Der nach einem geplatzten Prozess freigelassene Mann aus Alt Rehse (Mecklenburgische Seenplatte), der seine Lebensgefährtin zu Tode gefoltert haben soll, ist wieder in Haft. Der 53-Jährige wurde in einem Dorf bei Neubrandenburg festgenommen, sagte ein Sprecher der Staatsanwaltschaft am Donnerstag. Grundlage sei ein Haftbefehl des Oberlandesgerichtes Mecklenburg-Vorpommern, das eine Fluchtgefahr für gegeben hält. Damit hatte das OLG eine Entscheidung des Landgerichtes von vor gut einer Woche korrigiert.

Prozess nach Besetzungsschwierigkeiten geplatzt

Der Prozess gegen den 53-Jährigen war wegen Besetzungsschwierigkeiten der Kammer geplatzt. In dem Zuge hatte das Landgericht  Neubrandenburg den Angeklagten, der seit  zwei Jahren in Untersuchungshaft war, freigelassen. Die Richter sahen keine Fluchtgefahr und meinten, dass von dem 53-Jährigen keine Gefahr mehr ausgehe. Dagegen legte die Staatsanwaltschaft Beschwerde beim Oberlandesgericht in Rostock ein, dass nun den Haftbefehl erließ.

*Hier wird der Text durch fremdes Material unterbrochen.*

PR #822, opened 2025-10-14
Fix integration tests

rphillips:
I fixed the Kueue Operator integration tests in this pr. There are few things to note:

* I added labels to the suites, so that we can easily skip them if necessary.
* The Ginkgo suites run in parallel, by default. Since the suites are not idempotent (using random naming for things), they stomp on each other causing 'resource exists' or 'deletion' errors.
* It("") test suits also need to cleanup up after themselves and be idemptotent.

For now, I have disabled the qe tests since they are using hard coded names from yaml files. Additionally, I have skipped the kueue-operator teardown ("disruptive") tests. We will need to followup and add some user stories around fixing these things.


rphillips:
/hold cancel

Let's get this in if it passes.

rphillips:
/override "Red Hat Konflux / integration-test / pr group"

PR #836, opened 2025-10-17
OCPKUEUE-336: Add support to kueue.openshift.io/allow-nominal-concurrency-shares-update annotation

MaysaMacedo:
This commit adds support to an annotation to the `PriorityLevelConfiguration` asset, which allows the user to modify the `nominalConcurrencyShares` field to values bigger or equal than 2 and less or equal than 5 and to 0, which rejects any traffic to the extension API. This is needed in case the user experiences issues with the API and want to tune it. Also, note that the default value is being modifed to 2, which means this would allow 32 requests to be handled concurrently.

### DIFF
--- a/test/e2e/testutils/utils.go
+++ b/test/e2e/testutils/utils.go
@@ -413,10 +413,6 @@ func CleanUpWorkload(ctx context.Context, kueueClient *upstreamkueueclient.Clien
 // CleanUpKueueInstance deletes the specified Kueue instance and waits for its removal.
 func CleanUpKueueInstance(ctx context.Context, kueueClientset *kueueclient.Clientset, name string) {
 	By(fmt.Sprintf("Destroying Kueue %s", name))
-	removeFinalizersWithPatch(func() error {
-		_, err := kueueClientset.KueueV1().Kueues().Patch(ctx, name, types.MergePatchType, removeFinalizersMergePatch, metav1.PatchOptions{})
-		return err
-	})
 	err := kueueClientset.KueueV1().Kueues().Delete(ctx, name, metav1.DeleteOptions{})
 	Expect(err).NotTo(HaveOccurred())
 	Eventually(func() error {


pkg/util/resourceapply/flowcontrol.go
```diff
@@ -109,6 +109,13 @@ func ApplyPriorityLevelConfiguration(ctx context.Context, getter flowcontrolclie
 		return current, false, nil
 	}
 
+	if current.Annotations != nil && current.Annotations["adapt-nominal-concurrency-shares"] == "true" {
```
kannon92: Usually annotations have a prefix that corresponds to the org defining it.

Is this annotation something we are adding as part of our operator?

Or is this an existing annotation?

MaysaMacedo: yes, I'm working on the e2e and this will also be documented.

kannon92: maybe we can follow our API naming for Kueue. 

something like `kueues.kueue.openshift.io/adapt-nominal-concurrency-shares`.

That way its clearly coming from our API and not an external annotation.

test/e2e/e2e_visibility_on_demand_test.go
```diff
@@ -0,0 +1,150 @@
...
+		testQueue := "test-queue"
+
+		var cleanupClusterQueue, cleanupLocalQueue, cleanupResourceFlavor func()
+		var err error
+		var ns *corev1.Namespace
+		var priorityClient flowcontrolclientv1.PriorityLevelConfigurationInterface
+
+		BeforeAll(func(ctx context.Context) {
+			priorityClient = clients.KubeClient.FlowcontrolV1().PriorityLevelConfigurations()
+			ns, err = kubeClient.CoreV1().Namespaces().Create(context.TODO(), &corev1.Namespace{
```
kannon92: Should we have a create and wait for object to exist?

I don't think create is a blocking call.

test/e2e/e2e_visibility_on_demand_test.go
```diff
@@ -0,0 +1,155 @@
...
+			Expect(err).NotTo(HaveOccurred())
+
+			By("Check is able to access the pending workload")
+			_, err = visibilityClient.LocalQueues(ns.Name).GetPendingWorkloadsSummary(ctx, testQueue, metav1.GetOptions{})
+			Expect(err).NotTo(HaveOccurred())
+		})
+		It("should not allow modification of the nominal concurrency shares to 1", func(ctx context.Context) {
+			By("Modifying the PriorityLevelConfiguration with nominal concurrency shares set to 1")
+			updateNominalConcurrencyShares(ctx, priorityClient, 1)
+			By("Wait to verify the value of nominal concurrency shares is changed back to the default")
```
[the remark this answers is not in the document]
MaysaMacedo: given default value is 2, we allow the range of 2-5 and 0 to disable it.

PR #850, opened 2025-10-22
Define specAnnotation about visibilityOnDemand assets

MaysaMacedo:
Define the specAnnotation for the vibilityOnDemand assets to follow the same pattern as the other assets that are managed by Kueue operator.

### DIFF
--- a/pkg/operator/target_config_reconciler.go
+++ b/pkg/operator/target_config_reconciler.go
@@ -368,19 +368,19 @@ func (c TargetConfigReconciler) sync(ctx context.Context, syncCtx factory.SyncCo
 	specAnnotations["service/"+webhookService.Name] = webhookService.GetResourceVersion()
 
 	// From here, we will create our cluster wide resources.
-	err = c.manageAPIService(ownerReference)
+	err = c.manageAPIService(specAnnotations, ownerReference)
 	if err != nil {
 		klog.Error("unable to manage visibility apiservice")
 		return err
 	}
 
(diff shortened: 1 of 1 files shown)


rphillips:
The spec annotations have special magic behind them. If the resource is not changed within the operator, then the same ResourceVersion() is returned. Ultimately, the lower level code hashes all the specAnnotations, and it can detect if there is an update. If the hashes are the same, then it knows to skip the update. If the hashes are different, then it performs the update.

I don't believe there is a limit, so we should be ok there.

MaysaMacedo:
> The spec annotations have special magic behind them. If the resource is not changed within the operator, then the same ResourceVersion() is returned. Ultimately, the lower level code hashes all the specAnnotations, and it can detect if there is an update. If the hashes are the same, then it knows to skip the update. If the hashes are different, then it performs the update.
> 
> I don't believe there is a limit, so we should be ok there.

@rphillips If the `specAnnotation` changes [the Kueue deployment](https://github.com/openshift/kueue-operator/blob/main/pkg/operator/target_config_reconciler.go#L1287) would be re-created. I'm trying to understand what would be the benefit of re-creating this deployment for the specific cases of the assets highlighted in this PR. Thoughts?

I don't mind including this change. I'm just trying to understand it better.

rphillips:
No problem. Presumably, if any of the required resources have changed the operand would need to be redeployed or restarted. It will also catch 'image' changes for upgrades. If the update hashes to the same value, then there isn't an update resulting in the reconcile() function being called far less.

PR #852, opened 2025-10-22
fix kueue service monitor with correct port to scrape metrics

mukrishn:
The metrics-service added during the installation is configured with an incorrect port reference, causing Prometheus to fail in scraping metrics from the Kueue endpoint -  Updated the right port name, from [this](https://github.com/openshift/kueue-operator/blob/main/pkg/operator/target_config_reconciler.go#L1408) spec

Also the service selector label `control-plane: controller-manager` selects more than 1 service from the namespace, causes multiple invalid entries in to prometheus target config - Added a new label and updated the selector.

Fixes: [RHOAIENG-36974](https://issues.redhat.com/browse/RHOAIENG-36974)

### DIFF
--- a/pkg/operator/target_config_reconciler.go
+++ b/pkg/operator/target_config_reconciler.go
@@ -1405,7 +1405,7 @@ func (c *TargetConfigReconciler) manageServiceMonitor(ctx context.Context, kueue
 				{
 					Interval:        "30s",
 					Path:            "/metrics",
-					Port:            "https", // Name of the port you want to monitor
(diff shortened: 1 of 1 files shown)


rphillips:
We need to fix this upstream and downstream. Opened 2 PRs:

https://github.com/kubernetes-sigs/kueue/pull/7371
https://github.com/openshift/kueue-operator/pull/856

The kueue-operator PR won't work until upstream merges, and get's backported to 0.14.

PR #863, opened 2025-10-25
add linter to detect if changes occur in bindata that will be overwritten

kannon92:


kannon92:
> bindata is largely autogenerated. It should not be manually changed.

Correct. I'm trying to avoid the scenario where someone modified that in a PR and we miss it.

rphillips:
Gotcha. We should also do something like: https://github.com/openshift/kueue-operator/pull/871

Makefile
```diff
@@ -186,6 +187,10 @@ sync-manifests:
 sync-manifests-from-submodule:
 	hack/sync_manifests.py --src-dir upstream/kueue/src/config/default/
 
+.PHONY: check-sync-manifests
```
sohankunkerkar: Have you tried using Podman here? For e.g.
```sh
.PHONY: check-sync-manifests
check-sync-manifests:
	@podman run --rm \
		-v $(PWD):/workspace:Z \
		-w /workspace \
		python:3.11-slim \
		sh -c " \
			echo 'Installing dependencies...'; \
			apt-get update -qq > /dev/null 2>&1; \
			apt-get install -y -qq git curl jq > /dev/null 2>&1; \
			echo 'Fetching latest kustomize version...'; \
			KUSTOMIZE_VERSION=\$$(curl -s https://api.github.com/repos/kubernetes-sigs/kustomize/releases/latest | jq -r '.tag_name' | sed 's/kustomize\///'); \
			curl -sL https://github.com/kubernetes-sigs/kustomize/releases/download/kustomize%2Fv\$${KUSTOMIZE_VERSION}/kustomize_v\$${KUSTOMIZE_VERSION}_linux_amd64.tar.gz | tar xz -C /usr/local/bin > /dev/null 2>&1; \
			pip install pyyaml requests > /dev/null 2>&1; \
			echo 'Running check_bindata_conflicts.py...'; \
			python3 hack/check_bindata_conflicts.py \
		"
```

hack/check_bindata_conflicts.py
```diff
@@ -0,0 +1,308 @@
+#!/usr/bin/env -S uv run --with pyyaml --with requests
```
sohankunkerkar: With https://github.com/openshift/kueue-operator/pull/863/files#r2492538226, you can simply make the following change:
```suggestion
#!/usr/bin/env python3
```

Makefile
kannon92: podman isn't in the CI...

openshift really makes these things difficult.

sohankunkerkar: I think you can add `podman` [here](https://github.com/openshift/release/blob/master/ci-operator/config/openshift/kueue-operator/openshift-kueue-operator-main.yaml#L40) (use that `src` for tests) and see if it helps.

PR #875, opened 2025-10-28
OCPKUEUE-341:Split operator and operator test into two suites

cpmeadors:
Having to separate suites will make it easier to run create prow jobs for the two different test suites.  A follow up PR will be needed to update prow jobs to run operator and operand jobs separately.  Right now it is just running the operator tests so CI signal is less significant until all the operand tests are running again.

### DIFF
--- a/.gitignore
+++ b/.gitignore
@@ -25,3 +25,6 @@ go.work.sum
 # env file
 .env
 .envrc
+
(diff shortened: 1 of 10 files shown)


kannon92 (commented):
Can you remove report.xml?

Also, why was the submodule updated here?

TV-Sternchen litt an Hunger und Durst und starb

Der 53-Jährige soll seine Lebensgefährtin Sarah H., die als Kandidatin der Kuppelshow „Schwer verliebt“ bundesweit bekannt geworden war, 2016 in seinem Haus im Streit nackt an ein Bett gefesselt und mit einer Peitsche misshandelt haben. Danach ließ er die 32-jährige Frau gefesselt liegen, wo sie Hunger und Durst litt und später starb. Der Mann war im März 2017 wegen Körperverletzung mit Todesfolge und Freiheitsberaubung mit Todesfolge zu fünf Jahren Haft verurteilt worden. Der Bundesgerichtshof hatte einer Revision der Verteidigung stattgegeben und eine Neuverhandlung angeordnet.